For every $1 we spend to prevent conflict and atrocities, we have the potential to save $16 in response costs, according to the Institute for Economics and Peace. And this week, in an effort to solidify state fragility as a national security priority, the House passed the Global Fragility and Violence Reduction Act of 2018. Now, we turn to the Senate to reframe America’s national security agenda and combat the threats posed by global fragility.
Global Fragility and Violence Reduction
The legislation, introduced by a bipartisan group of lawmakers in the House and the Senate*, lays out a whole-of-government approach to address state fragility. If signed into law, it would require the Secretary of State and the Administrator of the U.S. Agency for International Development (USAID), in consultation with the Secretary of Defense, to create a 10-year initiative to reduce violence and fragility in priority countries.
While the bills are largely identical, the Senate version grants co-leadership status to the Secretary of State and the USAID Administrator and uses stronger language to ensure an exemption from earmarks, guaranteeing funding flexibility and adaptability. Importantly, both versions include reforms to improve the U.S. government’s ability to evaluate progress and highlight the importance of adaptation and research and development.
The Dangers of State Fragility
This legislation is unprecedented in its efforts to substantively address state fragility, but this isn’t the first time the U.S. government has recognized the dangers posed by fragile states. A recent congressionally-mandated report by the Task Force on Extremism in Fragile States at the United States Institute of Peace highlighted the threat posed by instability:
The bipartisan Task Force behind this new report, including former Secretary of State Madeline Albright and former Deputy National Security Advisor Dina Powell, concluded that “Going forward, the priority for U.S. policy should be to strengthen fragile states – to help them build resilience against the alarming growth of violent extremism within their own societies.”
In addition to extremism, instability can prove disastrous when it comes to infectious diseases. The flu pandemic of 1918, which killed as many as 100 million people, was exacerbated by the protracted conflict of World War I. In the Democratic Republic of the Congo’s most recent Ebola outbreak, violence has increased transmission rates and hindered effective response and prevention in the conflict-torn province of North Kivu; there’s no question that violence continues to have the power to amplify the lethality of infectious diseases.
Fragile states have also contributed to the dramatic rise in the number of displaced persons and refugees— now an unprecedented 68.5 million people.
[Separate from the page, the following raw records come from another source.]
PR #1740, opened 2023-05-28
Build CustomBuildTool.exe from source

antiufo:
As @RedKage [pointed out](https://github.com/winsiderss/systeminformer/issues/1668#issuecomment-1533162566), the `CustomBuildTool.exe` binary is currently committed to the repository.

Both for transparency / trust reasons, and to potentially help with antivirus detections, it might be useful to have CI build it from source.

There are a few more prebuilt binaries, but we can leave them for future PRs. `SystemInformer.sys` on the other hand is countersigned by Microsoft, and has zero AV detections (so no need to build it from source).


RedKage (commented):
👍

dmex:
de9f27d26b8fab86950a145c6a7e5c9a47209c8e

PR #1773, opened 2023-06-25
Fixed an issue where an error crash would occur when launching from t…

sonyps5201314:
…he accessibility features of the login screen.
Steps to reproduce:
1.turn off windows defender
2.Run cmd as an administrator, enter in cmd:
REG ADD "HKLM\SOFTWARE\Microsoft\Windows NT\CurrentVersion\Image File Execution Options\utilman.exe" /t REG_SZ /v Debugger /d "C:\Program Files\SystemInformer\SystemInformer.exe" /f
3.lock screen.
4.Click Accessibility, and you will see the following error interface.
image

The patch provided by this PR fixes this issue.

### DIFF
--- a/plugins/UserNotes/db.c
+++ b/plugins/UserNotes/db.c
@@ -175,8 +175,10 @@ NTSTATUS LoadDb(
     NTSTATUS status;
     PVOID topNode;
     PVOID currentNode;
+    PH_STRINGREF sr;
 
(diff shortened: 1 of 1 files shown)


dmex:
PhGetStringRef would return an empty string which is a valid NT path. I've fixed the crash with https://github.com/winsiderss/systeminformer/commit/e9d1340e803e505b9dd5f2ce94e9777219ba93cd and added you as the coauthor 👍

While conversations of state fragility and displacement traditionally focus on countries like Afghanistan and Syria, record levels of violence and hunger in the Northern Triangle countries of Guatemala, Honduras, and El Salvador have also resulted in mass migration. In fact, studies have found that for every 10 additional murders in Honduras, El Salvador, and Guatemala, 6 additional children sought safety in the United States.
A Unique Opportunity in 2019
To date, the Administration has sent mixed signals on fragile states. Proposals to cut stabilization funding and the International Affairs Budget, along with a reorientation of both the National Security Strategy and National Defense Strategy toward revisionist powers like China and Russia, relegated terrorism and state fragility to a lower priority.
Yet earlier this year, the Department of State, the Department of Defense, and USAID released the first-ever Stabilization Assistance Review, an interagency collaboration that defines U.S. strategy for leveraging diplomacy and foreign assistance to stabilize conflict zones and lay the foundation for long-term development. And last month, Secretary of Defense Jim Mattis observed, “In most cases, the breeding ground for [extremism] is not something that can be addressed by the military. Our general view is that the State Department has the lead with USAID and we lead with ideas, we lead with the example of our own country and we work with likeminded nations in this regard.”
State fragility isn’t just a U.S. priority. It’s a global imperative. With this legislation, the Senate has a unique opportunity to contribute to global stability, strengthen U.S. development and diplomacy, and bolster U.S. national security in the process.
* The legislation was introduced by Senators Chris Coons (D-DE), Marco Rubio (R-FL), Todd Young (R-IN), Jeff Merkley (D-OR), and Lindsey Graham (R-SC) in the Senate and Representatives Eliot Engel (D-NY), Ted Poe (R-TX), Michael McCaul (T-TX), Adam Smith (D-WA), Bill Keating (D-MA), and Paul Cook (R-CA) in the House.